My 8 year old has pretty much taught herself how to 'Rainbow Loom.' She's pretty good. Thank heavens, because I'm horrible at that sort of thing myself! Glad she was smart enough to figure it herself. After seeing his sister's million and one bracelets and charms (she's gooood!), my 6 year old son decided he wanted one! I don't mind. Would rather see them doing something productive than sitting on their tablets or playing XBox. In our small town Rainbow Loom is all the rage: for boys and girls alike!

Alicia Burgdorff Kurzer

As a mom of 3 girls and 2 boys, I am glad that the gender roles are very much defined. That being said, it is nothing for my boys to pick up a doll to play with and my girls to race cars. My older son is 3 now and he has started in the with the pew/pew/pew stuff with sticks and other items he thinks looks like a gun. Am I offended by it? No, I am half wondering what took so long. 

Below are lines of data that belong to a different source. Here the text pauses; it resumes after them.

PR #754, opened 2019-10-14
Ignore Cancelled Tasks

### LINKED ISSUE #751: Cancelled Assignments still count for the colored summary boxes.
Cancelled assignments should not affect the count.
These are the boxes I am referring to....
Screen Shot 2019-05-26 at 8 39 18 PM

yez:
Closes #751

Only have tasks on an assignment that are not canceled.

### DIFF
--- a/app/models/assignment.rb
+++ b/app/models/assignment.rb
@@ -10,7 +10,11 @@ class Assignment < ApplicationRecord
 
   validates_presence_of :person, :start_time, :end_time
 
-  STATUS_CHOICES = [ 'New', 'Active', 'Cancelled' ]
+  STATUS_CHOICES = [
+    STATUS_NEW = 'New',
+    STATUS_ACTIVE = 'Active',
+    STATUS_CANCELLED = 'Cancelled'
+  ]
 
   scope :active, -> { where( status: ["New", "Active"] ) }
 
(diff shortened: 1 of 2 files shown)


kgf:
Howdy, @yez Thanks for your help ! 
I see you converted the status choices from an array of strings to a hash. Will the form still work with this change ?
https://github.com/ReadyResponder/ReadyResponder/blob/2a1d1bb99c532923a8239f3b9c4609a37b70e298/app/views/assignments/_edit_form.html.erb#L13

yez:
@kgf It is actually still an Array. I just added assignment within the Array to expose a set of new constants that can be used as well. It is a little tricky but the contract remains the same. 

```ruby
2.3.3 :001 > Assignment::STATUS_CHOICES
 => ["New", "Active", "Cancelled"]
2.3.3 :002 > Assignment::STATUS_CHOICES.class
 => Array
```

kgf:
Thanks @yez that's quite helpful. Could we interest you in another ?

yez:
@kgf I probably have time for more work, what did you have in mind?

kgf:
Well, there are some defined issues already. I would especially like to support email notifications, and also tagging on both people and items. 
But if you have something that you want to explore ( i.e. front end dev ), I could probably create an issue to match. We use this app all the time, and I have a lot of ideas....

Thanks for your interest

yez:
@kgf I'll give those issues a look in my free time!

The rainbow looms have been wonderful for my girls (my boys are too young being 3 and 1). My 2 older girls have ADHD and so can be overly loud, hyper, and unable to calm down. The rainbow loom gives them  a chance to sit down and focus on something that is fun, outside of schoolwork. Just because it is stupid for one doesn't mean that it should be disregarded by other moms


 

Bruic... Bruickson

Freaking play-doh. My daughter loves it and I am constantly cleaning dried bits of it from every surface in my house. And when I finally get that all cleaned up I get to dig it out from under her nails.